One couldn’t comprehend why female feticide was perpetrated when under Hindu Undivided Family (HUF) customary laws, the property anyway was divided amongst males only and women only had a right of maintenance before and after marriage and when rural villages anyway considered all girls born as daughters and sisters excepting those brought in matrimony from outside.

Bollywood has long history of making full length feature films on wrestling and Dara Singh enjoyed a cult following for decades in this genre. It’s indeed surprising as to why Bollywood filmmaking factory continues to ignore real life conquests of legendary Gama Pehelwan who was undefeated wrestler king of the whole world including the white man’s world.

British colonial establishment couldn’t have allowed the film adaptation of invincible Gama Pehelwan. One hears that Salman Khan and John Abraham had earlier announced their intentions to make films on Gama but their interest has remained – only intention. My guess is that Gama’s emigration to Pakistan may be posing a problem as that postscript can’t be avoided in the picture.

Hollywood has made some interesting films on all forms of wrestling and of that genre, important films include Wrestler, Foxcatcher ,Takedowns and Falls, Man on the Moon, The Hammer , Reversal ( similar in theme as depicts struggles of son to meet father’s expectations ) etc. Hollywood successful films on wrestling also adhere to documentary format of storytelling.

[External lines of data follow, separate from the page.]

PR #1343, opened 2026-07-12
More control on hook_chat_command

ProfeJavix:
Sometimes you may need a dynamic chat command, but currently there's no way of disabling it once it is hooked. In order to allow it:
-Now the third param can be the usual function, but also a function table with fields `callback` and `enabled`.
-`callback` works as the hook function, while `enabled` returns a boolean to check if the command should be triggered and displayed in the command list
-The documentation and autogen were updated with these changes


EmeraldLoc:
I understand why it is what it is, but Im not a fan of using a table to have a callback and boolean. I think I would prefer having a `enable_chat_command` func and `disable_chat_command` func (or just a `set_chat_command_enabled` func) and have `hook_chat_command` return an index to that chat command to be used inside those functions. But someone else may provide input

ProfeJavix:
> I understand why it is what it is, but Im not a fan of using a table to have a callback and boolean. I think I would prefer having a `enable_chat_command` func and `disable_chat_command` func (or just a `set_chat_command_enabled` func) and have `hook_chat_command` return an index to that chat command to be used inside those functions. But someone else may provide input

Yeah, you've got a point. I guess it's more practical with `set_chat_command_enabled` since there aren't that many cases where the toggle is needed. Though, having it in a single place can help to keep the code clean.
Anyway, if needed, I have no problem on changing it myself👌

PR #1346, opened 2026-07-18
Give more control over dialog type and sound

PeachyPeachSM64:
- Allow mods to assign a dialog type (boss start, boss stop, race, star sound) to any dialog id.
- Unhardcode default dialog ids to types to use `gBehaviorValues.dialogs` instead.
- Pass `dialogId` as second parameter of hook `HOOK_DIALOG_SOUND`.
- Allow `HOOK_DIALOG_SOUND` to return a sound id instead of a speaker to play any sound.


src/audio/external.c
```diff
@@ -2452,15 +2452,21 @@ void set_sound_moving_speed(u8 bank, u8 speed) {
...
-    if (!IS_VALID_VANILLA_DIALOG(dialogID)) {
-        dialogID = 0;
+    if (IS_VALID_VANILLA_DIALOG(dialogID)) {
+        speaker = sDialogSpeaker[dialogID];
     }
 
-    speaker = sDialogSpeaker[dialogID];
-    smlua_call_event_hooks(HOOK_DIALOG_SOUND, speaker, &speaker);
-    if (speaker < DS_MAX && speaker != 0xff) {
+    smlua_call_event_hooks(HOOK_DIALOG_SOUND, speaker, dialogID, &speaker);
```
Isaac0-dev, line 2461: Issue spotted by coderabbitai (https://github.com/coop-deluxe/sm64coopdx/pull/1346/changes#r3608375706), but my proposed solution.

```suggestion
    s32 hookSpeakerValue = speaker;
    smlua_call_event_hooks(HOOK_DIALOG_SOUND, speaker, dialogID, &hookSpeakerValue);
    if (hookSpeakerValue >= 0) {
        speaker = hookSpeakerValue;
    }
```

src/audio/external.c
```diff
@@ -2459,8 +2459,15 @@ void play_dialog_sound(s32 dialogID) {
...
+
+    // Hook returned a sound id
+    if (speaker > 0xFF) {
+        play_sound(speaker, gGlobalSoundSource);
+    }
+
+    // Hook returned a speaker id
+    else if (speaker < DS_MAX) {
         play_sound(sDialogSpeakerVoice[speaker], gGlobalSoundSource);
```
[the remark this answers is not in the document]
Isaac0-dev: Agreed on the issue, I disagree on the solution. 
The first `play_sound` call shouldn't see the negative value, so fix the issue immediately after `smlua_call_event_hooks`.


```C
    s32 hookSpeakerValue = speaker;
    smlua_call_event_hooks(HOOK_DIALOG_SOUND, speaker, dialogID, &hookSpeakerValue);
    if (hookSpeakerValue >= 0) {
        speaker = hookSpeakerValue;
    }
```

src/pc/lua/utils/smlua_text_utils.c
```diff
@@ -250,6 +290,64 @@ s32 smlua_text_utils_allocate_dialog(void) {
...
+    dialogIdType->dialogType = dialogType;
+}
+
+void smlua_text_utils_dialog_reset_type(enum DialogId dialogId) {
+    if (!sDialogIdTypes) {
+        return;
+    }
+
+    for (u32 i = 0; i < sDialogIdTypes->count; i++) {
+        const struct DialogIdType *dialogIdType = sDialogIdTypes->buffer[i];
```
Isaac0-dev, line 343: why not do this for consistency

```suggestion
    growing_array_for_each_(sDialogIdTypes, struct DialogIdType, dialogIdType) {
```

src/pc/lua/utils/smlua_text_utils.c
```diff
@@ -250,6 +290,64 @@ s32 smlua_text_utils_allocate_dialog(void) {
...
+        if (dialogIdType->dialogId == dialogId) {
+            growing_array_swap_and_pop_index(sDialogIdTypes, i);
+            return;
+        }
+    }
+}
```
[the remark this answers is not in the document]
Isaac0-dev: `smlua_text_utils_reset_all` doesn't leak, but agreed that `smlua_text_utils_dialog_reset_type` does.
should add `sDialogIdTypes->free(dialogIdType);` before the `growing_array_swap_and_pop_index` call.

src/pc/lua/utils/smlua_text_utils.c
```diff
@@ -250,6 +290,64 @@ s32 smlua_text_utils_allocate_dialog(void) {
...
+
+void smlua_text_utils_dialog_reset_type(enum DialogId dialogId) {
+    if (!sDialogIdTypes) {
+        return;
+    }
+
+    for (u32 i = 0; i < sDialogIdTypes->count; i++) {
+        const struct DialogIdType *dialogIdType = sDialogIdTypes->buffer[i];
+        if (dialogIdType->dialogId == dialogId) {
+            growing_array_swap_and_pop_index(sDialogIdTypes, i);
```
Isaac0-dev, line 345: memory leak unless you free here, as spotted by coderabbit.

```suggestion
            sDialogIdTypes->free(dialogIdType);
            growing_array_swap_and_pop_index(sDialogIdTypes, i);
```

Isaac0-dev (changes requested):
besides what coderabbit already picked up on, this is pretty good.

src/audio/external.c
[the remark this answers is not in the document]
PeachyPeachSM64: > Agreed on the issue, I disagree on the solution. The first `play_sound` call shouldn't see the negative value, so fix the issue immediately after `smlua_call_event_hooks`.
> 
> ```c
>     s32 hookSpeakerValue = speaker;
>     smlua_call_event_hooks(HOOK_DIALOG_SOUND, speaker, dialogID, &hookSpeakerValue);
>     if (hookSpeakerValue >= 0) {
>         speaker = hookSpeakerValue;
>     }
> ```

The problem is that, since soundBits are s32, sounds with bank 8 and above appear as negative (for example, SOUND_OBJ2_BOWSER_ROAR: 0x90040080 == -1878785919)
`if (speaker < 0 || speaker > 0xFF)` seems to be the best solution to handle sounds

src/audio/external.c
PeachyPeachSM64: see: https://github.com/coop-deluxe/sm64coopdx/pull/1346#discussion_r3632658007

src/pc/lua/utils/smlua_text_utils.c
PeachyPeachSM64: because growing_array_swap_and_pop_index that requires the index

src/pc/lua/utils/smlua_text_utils.c
PeachyPeachSM64: Not a leak. The popped element memory will be reused at the next growing array alloc. Even if count decreases, all elements up to capacity are freed when the growing array is freed.

src/pc/lua/utils/smlua_text_utils.c
Isaac0-dev: fair enough

src/audio/external.c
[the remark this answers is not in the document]
Isaac0-dev: @PeachyPeachSM64 good point, agreed.

src/pc/lua/utils/smlua_text_utils.c
Isaac0-dev: true, that's the point of a growing array.

src/pc/lua/utils/smlua_text_utils.c
```diff
@@ -163,6 +200,9 @@ void smlua_text_utils_reset_all(void) {
     } else {
         dialog_table_shutdown();
     }
+
+    // Dialog types
```
EmeraldLoc, line 204: Uber nitpicky, is this comment really necessary? Like, nah, really???, it's dialog types?!?!? No way!!

src/audio/external.c
```diff
@@ -2452,15 +2452,21 @@ void set_sound_moving_speed(u8 bank, u8 speed) {
...
+    if (IS_VALID_VANILLA_DIALOG(dialogID)) {
+        speaker = sDialogSpeaker[dialogID];
     }
 
-    speaker = sDialogSpeaker[dialogID];
-    smlua_call_event_hooks(HOOK_DIALOG_SOUND, speaker, &speaker);
-    if (speaker < DS_MAX && speaker != 0xff) {
+    smlua_call_event_hooks(HOOK_DIALOG_SOUND, speaker, dialogID, &speaker);
+
+    // Hook returned a sound id
```
EmeraldLoc, line 2463: Is the convention to start comments uppercase or lowercase? Dk if it matters lol

src/audio/external.c
```diff
@@ -2452,15 +2452,21 @@ void set_sound_moving_speed(u8 bank, u8 speed) {
...
+    if (speaker < 0 || speaker > 0xFF) {
+        play_sound(speaker, gGlobalSoundSource);
+    }
+
+    // Hook returned a speaker id
```
EmeraldLoc, line 2468: Same here

src/pc/lua/utils/smlua_text_utils.c
```diff
@@ -17,7 +18,43 @@ extern s32 gInGameLanguage;
...
 
-#define INVALID_COURSE_NUM(courseNum) (smlua_level_util_get_info_from_course_num(courseNum) == NULL && !COURSE_IS_VALID_COURSE(courseNum))
+  //////////////////
+ // Dialog types //
+//////////////////
+
+struct DialogIdType {
+    union {
+        enum DialogId dialogId;
+        enum DialogId *dialogIdPtr;
```
EmeraldLoc, line 28: This may be a bit nitpicky and/or incorrect. Perhaps I haven't read the code entirely right, but, why is there a union? Can't this just be the dialog id? You only use dialog id ptr once, and that one time you dereference it, you never set it, so you're wasting 4 bits by not having it just be a dialog id no?

If the pointer doesn't need to be a pointer, then the union definitely makes no sense. There's 2 separate arrays, `sDialogIdTypes`, which is dynamic and always uses the `dialogId`, and `sDefaultDialogIdTypes`, which uses the dialog ptr, but there's no reason it can't just use a `dialogId` directly. It seems like an overcomplication, but maybe I am wrong ¯\\_(ツ)_/¯

EmeraldLoc (changes requested):

src/pc/lua/utils/smlua_text_utils.c
Isaac0-dev: if anything we'd want more content in each comment!
yes, I think its valuable. When scanning a file for a piece of code, the plain english comment is noticed first for some.

EmeraldLoc: While I do disagree with the notion of commenting small things like allocating dialog id types (the code explains itself), if it is preferred I'd imagine a bit more than "Dialog types" would be ideal, even just something as simple as "initialize dialog types", but I've never really heard it from the perspective of scanning through a codebase so that's an interesting thought to ponder

src/pc/lua/utils/smlua_text_utils.c
PeachyPeachSM64: The `gBehaviorValues.dialogs` ids need to be pointers because their value can change at runtime. Dereferencing at compile time would just fix their values and ignore all future changes.
I didn't feel like using two different types for what's basically the same thing. If you think that should be changed, that's fine.

src/audio/external.c
PeachyPeachSM64: idk
sometimes it is, sometimes it is not

EmeraldLoc (approved):

Isaac0-dev:
@coderabbitai full review

src/pc/lua/utils/smlua_text_utils.h
```diff
@@ -42,6 +52,12 @@ void smlua_text_utils_dialog_restore(enum DialogId dialogId);
 bool smlua_text_utils_dialog_is_replaced(enum DialogId dialogId);
 /* |description|Allocates a new dialog entry|descriptionEnd|*/
 s32 smlua_text_utils_allocate_dialog(void);
+/* |description|Gets the type of a `dialogId`|descriptionEnd|*/
+enum DialogType smlua_text_utils_dialog_get_type(enum DialogId dialogId);
+/* |description|Sets the type of a `dialogId`|descriptionEnd|*/
+void smlua_text_utils_dialog_set_type(enum DialogId dialogId, enum DialogType dialogType);
+/* |description|Resets the type of a `dialogId`|descriptionEnd|*/
+void smlua_text_utils_dialog_reset_type(enum DialogId dialogId);
```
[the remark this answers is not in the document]
Isaac0-dev: good observation, but that is not a unique issue to this PR.
please open an issue detailing it. The bug exists at `autogen/convert_functions.py:959`

src/audio/external.c
```diff
@@ -2452,15 +2452,21 @@ void set_sound_moving_speed(u8 bank, u8 speed) {
...
     }
 
-    speaker = sDialogSpeaker[dialogID];
-    smlua_call_event_hooks(HOOK_DIALOG_SOUND, speaker, &speaker);
-    if (speaker < DS_MAX && speaker != 0xff) {
+    smlua_call_event_hooks(HOOK_DIALOG_SOUND, speaker, dialogID, &speaker);
+
+    // Hook returned a sound id
+    if (speaker < 0 || speaker > 0xFF) {
+        play_sound(speaker, gGlobalSoundSource);
```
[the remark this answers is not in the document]
Isaac0-dev: the value of `DS_NONE` is `0xFF`

Isaac0-dev (approved):

PR #1347, opened 2026-07-19
Menu options for resolution and filter

busdriverflix:
A menu was added to enable the user to choose the internally rendered resolution down to the original N64 resolution. Additionally a seperate menu was added to enable the user to choose a filter that makes it look like composite video output.

Menu
Unbenannt


EmeraldLoc:
Branch needs to point to dev!

busdriverflix:
I will develop this feature a bit further and then make another pull request this time for the dev branch :)

PR #1335, opened 2026-07-03
Custom shaders, metal render api, cull toggles, and probably more

EmeraldLoc:
This is a big one

# Shaders

For documentation on how shaders work, [read the docs](https://github.com/EmeraldLoc/sm64coopdx/blob/shader/docs/lua/guides/shaders.md)! This pr description will mainly go over all hooks and functions added along with the systems in place.

## Shader parser, GLSlang, and SPIRV-Cross

To summarize, a parser will go through and add all relevant info to a `Shader`struct to be used for cross compiling with SPIRV-Cross. SPIRV-Cross does reflection to get uniforms at the proper locations and stores it in the `Shader` structure. It also does strict sanitization to make sure there's no funny business that'll happen when cross compiling to DirectX or Metal. 

The general sanitization parser works by going through and looking for uniforms, inputs, and outputs. It'll take those and get the data from it and add in hardcoded locations for inputs and outputs and store those in the shader (it does not store locations for uniforms). When finished it'll double check that all the inputs and outputs line up, and it will add all global uniforms into a Uniform Buffer. The GLSL version is increased to version 450 due to support for explicit uniform buffer locations, and explicit binding locations

SPIRV-Cross is used to cross compile a SPIRV shader to HLSL, MSL or older versions of GLSL. SPIRV is first generated from the sanitized GLSL shader code using glslang. After compiling the shader into SPIRV, we can use that in SPIRV Cross. During that process for HLSL, MSL, etc., we reflect to get uniform data to be used for shaders. Our input and output locations are already good info so we don't need to reflect on that.

With that done a successful conversion has been made!

## The Metal Render API

Metal is Apple's graphics API. Due to macOS being stuck at OpenGL 4.1, it was necessary for a metal renderer to be made to ensure it doesn't get stuck as a legacy render api (more on that below). The metal renderer follows a similar structure to DX11, implementing all required functions. It uses `metal-cpp` so the renderer is written in c++ rather than Obj-C (which sucks, I hate obj-c). The `metal-cpp` files were chosen to be inside the `include` directory, they should realistically be a submodule but I HATE submodules and it shouldn't need to be updated very often at all. Not a whole lot to write on this, everything works in the metal renderer, it's very fast, cool 👍 

## Legacy Render API's

[...]

PR #1349, opened 2026-07-20
Add internal render resolution setting with N64 composite video filters

busdriverflix:
- Adds a new "Internal Resolution" setting (Options → Display) that renders the 3D game at a lower resolution than the window — from common resolutions down to the N64's native 240p — while menus/HUD (DJUI) always stay sharp at native window resolution.
- Adds two new upscale filters alongside Nearest/Linear: "Composite" (soft video-cable look) and "Composite Capture" (mimics a recorded capture of real N64 composite output — scanlines, edge ringing, chroma bleed, analog grain).
- Implemented for both OpenGL and DirectX 11.
- Translated the new menu strings into all supported languages.

Menu
Unbenannt

The D3D11 implementation is not tested yet

### DIFF
--- a/include/PR/gbi_extension.h
+++ b/include/PR/gbi_extension.h
@@ -9,7 +9,7 @@
 // Please update the following table when implementing a new command.
 //
 // RSP ->                     09 0a 0b 0c 0d 0e 0f
-//             14 15 16 17 18 19 1a 1b 1c 1d 1e 1f
+//                15 16 17 18 19 1a 1b 1c 1d 1e 1f
 // 20 21 22 23 24 25 26 27 28 29 2a 2b 2c 2d 2e 2f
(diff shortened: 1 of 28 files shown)


Cooliokid956:
Is the D3D11 implementation tested yet

xLuigiGamerx:
Is the D3D11 implementation tested yet x2

ManIsCat2:
Is the Vulkan implementation tested yet

EmeraldLoc:
Heads up! We won't be reviewing or merging this pr due to a different plan being preferred. With a custom multipass shader system in the works (see <https://github.com/coop-deluxe/sm64coopdx/pull/1335>), this is heavily incompatible with that! Currently the plan is to allow post process shaders to be loaded for a client, so you'll be able to do this effect with a shader when the pr is merged. This is a cool pr just unfortunate timing :/

PR #1357, opened 2026-07-30
run hooked bhv loop callbaks on the first tick

Beckowl:
Loop callbacks would never run on an object's first update tick, so ``o.oTimer == 0`` inside a loop would never be true since oTimer is already 1 by the time loop first runs

Fixed ``smlua_call_behavior_hook`` so loop runs every tick, including the first, alongside init to match vanilla where execution falls straight through into the loop on the same tick after init, so the loop function's first call also happens while oTimer is still 0


PeachyPeachSM64:
While I am usually in favor of this kind of bug fixes (if we can call it a bug), I can't agree with this one.
Since the beginning of custom behaviors, loop functions always ran 1 frame after the init. And the custom behaviors rework didn't (couldn't) change that.
Because mods already account for this delay: check `oTimer <= 1`, or call the behavior loop function once at the end of init.

PR #1360, opened 2026-08-03
(borked PR, wrong branch)

anzz1:
There is a serious flaw in current security which needs to be remedied ASAP, loading external binary chunks is allowed, with obvious security implications.

From the [manual](https://www.lua.org/manual/5.4/manual.html)
> It is safe to load malformed binary chunks; load signals an appropriate error. However, Lua does not check the consistency of the code inside binary chunks; running maliciously crafted bytecode can crash the interpreter. 

Now let's get ahead of the CVE and fix this before it happens. There is no reason why binary chunks should have ever been allowed as there is no performance win to using binary chunks and the chunks are in fact often larger than the text version which increases the data transferred over the wire for no reason.

Note that any possible POC or such should *not* be posted here before this fix is pushed to clients and the exploit is patched.


anzz1:
Wrong branch.

PR #1366, opened 2026-08-05
Interpolate the carpet

Cooliokid956:
Interpolate the carpet


EmeraldLoc:
Bro interpolated the carpet

src/game/geo_misc.c
```diff
@@ -132,48 +157,52 @@ Gfx *geo_exec_flying_carpet_create(s32 callContext, struct GraphNode *node, UNUS
...
+            displayListHead = displayList;
+    
+            if (verts == NULL || displayList == NULL) {
+                return NULL;
+            }
 
-        if (verts == NULL || displayList == NULL) {
-            return NULL;
-        }
+            for (n = 0; n <= 20; n++) {
```
Isaac0-dev: this magic value is now repeated. use `NUM_FLYING_CARPET_VERTICES`.

```suggestion
            for (n = 0; n < NUM_FLYING_CARPET_VERTICES; n++) {
```

src/game/geo_misc.c
```diff
@@ -124,6 +127,28 @@ Gfx *geo_exec_flying_carpet_timer_update(s32 callContext, UNUSED struct GraphNod
...
+    sPrevFlyingCarpetRippleTimer = sFlyingCarpetRippleTimer;
+}
+
+void patch_carpet_interpolated(f32 delta) {
+    if (sCachedCarpetGfx && sFlyingCarpetRippleTimer != sPrevFlyingCarpetRippleTimer) {
+        s16 n, row, col, timer;
+        Vtx *verts = (Vtx *)sCachedCarpetGfx[1].words.w1;
+        timer = delta_interpolate_s32(sFlyingCarpetRippleTimer - 0x400, sFlyingCarpetRippleTimer, delta);
+        
+        for (n = 0; n <= 20; n++) {
```
Isaac0-dev:
```suggestion
        for (n = 0; n < NUM_FLYING_CARPET_VERTICES; n++) {
```

src/game/geo_misc.c
```diff
@@ -124,6 +127,28 @@ Gfx *geo_exec_flying_carpet_timer_update(s32 callContext, UNUSED struct GraphNod
...
 
+static Gfx *sCachedCarpetGfx;
+
+void patch_carpet_before(void) {
+    sCachedCarpetGfx = NULL;
+    sPrevFlyingCarpetRippleTimer = sFlyingCarpetRippleTimer;
+}
+
+void patch_carpet_interpolated(f32 delta) {
+    if (sCachedCarpetGfx && sFlyingCarpetRippleTimer != sPrevFlyingCarpetRippleTimer) {
```
Isaac0-dev, line 138: ~~since `sPrevFlyingCarpetRippleTimer` is only updated once every game tick, the carpet visual update rate is effectively capped to 60hz even though coop is capable of near infinite frame generation.
why did you include this condition `sFlyingCarpetRippleTimer != sPrevFlyingCarpetRippleTimer`? As far as I can tell, it should simply be removed.~~

Ignore this, it's wrong...

src/game/geo_misc.c
```diff
@@ -124,6 +127,28 @@ Gfx *geo_exec_flying_carpet_timer_update(s32 callContext, UNUSED struct GraphNod
...
+        s16 n, row, col, timer;
+        Vtx *verts = (Vtx *)sCachedCarpetGfx[1].words.w1;
+        timer = delta_interpolate_s32(sFlyingCarpetRippleTimer - 0x400, sFlyingCarpetRippleTimer, delta);
```
Isaac0-dev: use `sPrevFlyingCarpetRippleTimer` instead of the `0x400` magic value, since you're already storing that - and technically its more correct.

Also, this code needs to be wrap aware. `sFlyingCarpetRippleTimer` normally wraps when it hits the `s16` limit, so the `now - before` calculation needs to be wrapped. Should be done before the interpolation.

src/game/shadow.c
```diff
@@ -349,11 +346,11 @@ void make_shadow_vertex_at_xyz(Vtx *vertices, s8 index, f32 relX, f32 relY, f32
...
     if (sMarioOnFlyingCarpet) {
-        vtxX += 5;
-        vtxY += 5;
-        vtxZ += 5;
+        relX += 5;
+        relY += 5;
+        relZ += 5;
     }
-    make_vertex(vertices, index, vtxX, vtxY, vtxZ, (u16)textureX << 5, (u16)textureY << 5, 255, 255, 255,
+    make_vertex(vertices, index, relX, relY, relZ, (u16)textureX << 5, (u16)textureY << 5, 255, 255, 255,
```
Isaac0-dev: this change applies to more objects than just the carpet! It's smoother, but that change is beyond the scope of this PR. 
It probably could be discussed though, since it is technically better.

src/game/geo_misc.c
```diff
@@ -124,6 +127,28 @@ Gfx *geo_exec_flying_carpet_timer_update(s32 callContext, UNUSED struct GraphNod
     return NULL;
 }
 
+static Gfx *sCachedCarpetGfx;
```
Isaac0-dev: please add `= NULL` for readability.

```suggestion
static Gfx *sCachedCarpetGfx = NULL;
```

Isaac0-dev (changes requested):

src/game/geo_misc.c
Cooliokid956: I agree!

src/game/geo_misc.c
Cooliokid956: Done

PeachyPeachSM64:
Bro interpolated the carpet

Isaac0-dev (approved):

PeachyPeachSM64 (approved):

PR #1370, opened 2026-08-06
Fix UB in `level_cmd_place_object` when gCurrActNum is <= 0

Beckowl:
We ran into an issue in our romhack port where scrolling textures wouldn't work in some levels. It turned out the current act number was `0`, so `level_cmd_place_object` was doing:

```c
actFlags & (1 << (gCurrActNum - 1))
```

Since `gCurrActNum == 0`, that became a left shift by `-1`, which is undefined behavior, so our editor_Scroll_Textures wouldn't spawn.

`level_cmd_place_object` now handles `gCurrActNum <= 0` by only spawning objects marked with `ALL_ACTS` or `ALL_ACTS_MACRO`. Other act numbers behave just like it did before.

Shoutouts to @ManIsCat2 for spotting this

### DIFF
--- a/src/engine/level_script.c
+++ b/src/engine/level_script.c
@@ -538,7 +538,7 @@ static void level_cmd_place_object(void) {
     u8 actMatch;
 
     if (gCurrActNum > 0) {
-        actMatch = actFlags & (1 << (gCurrActNum - 1));
+        actMatch = actFlags & (1 << (gCurrActNum - 1)) || actFlags == ALL_ACTS_MACRO;
     } else {
         actMatch = (actFlags == ALL_ACTS_MACRO) || (actFlags == ALL_ACTS);
     }
--- a/src/engine/level_script.c
+++ b/src/engine/level_script.c
@@ -531,11 +531,19 @@ static void level_cmd_init_mario(void) {
 }
 
 static void level_cmd_place_object(void) {
-    u8 val7 = gCurrActNum > 0 ? (1 << (gCurrActNum - 1)) : ALL_ACTS;
     u16 model;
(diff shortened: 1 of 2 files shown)


EmeraldLoc (approved):

src/engine/level_script.c
```diff
@@ -531,11 +531,19 @@ static void level_cmd_init_mario(void) {
...
 
-    if (sCurrAreaIndex != -1 && (gLevelValues.disableActs || (CMD_GET(u8, 2) & val7) || CMD_GET(u8, 2) == 0x1F)) {
+    u8 actFlags = CMD_GET(u8, 2);
+    u8 actMatch;
+
+    if (gCurrActNum > 0) {
+        actMatch = actFlags & (1 << (gCurrActNum - 1)) || actFlags == ALL_ACTS_MACRO;
+    } else {
+        actMatch = (actFlags == ALL_ACTS_MACRO) || (actFlags == ALL_ACTS);
+    }
```
Isaac0-dev, line 544: Why not just make literally every act have objects defined with `ALL_ACTS`?


```suggestion
    u8 actMatch = actFlags & (1 << (gCurrActNum - 1)) || actFlags == ALL_ACTS_MACRO || actFlags == ALL_ACTS;
```

Isaac0-dev: oh, lol that ignores the whole issue of UB

Isaac0-dev (approved):

src/engine/level_script.c
Beckowl: because that makes objects spawn on the title screen/credits when they aren't supposed to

Now a word about portrayal of gender discrimination in parallel cinema: in 2013, a serious film namely Qissa, on similar theme was made wherein Irrfan and the film perfectly portrayed the pathos of Punjab’s obsession with having male progenies. The film was hardly seen by people largely because the message was conveyed too seriously. In contrast, Dangal conveys the same message about gender empowerment and discrimination but does that couched in an interesting story and drama and would reach much greater audience with some hope of changing mindset and men.